AIM OF THE EXERCISE: Only the lines from the one with "Adds Botanical Chem" to the end of the material should be reproduced, exactly and in full, both ends included.

------------------------

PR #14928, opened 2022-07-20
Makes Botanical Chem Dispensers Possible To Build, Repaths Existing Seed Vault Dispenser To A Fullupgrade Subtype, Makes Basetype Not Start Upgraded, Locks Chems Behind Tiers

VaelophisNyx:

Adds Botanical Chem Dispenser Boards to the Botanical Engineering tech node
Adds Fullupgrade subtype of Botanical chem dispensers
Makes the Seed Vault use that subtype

------------------------

WRITTEN RESPONSE:
Adds Botanical Chem Dispenser Boards to the Botanical Engineering tech node
Adds Fullupgrade subtype of Botanical chem dispensers
Makes the Seed Vault use that subtype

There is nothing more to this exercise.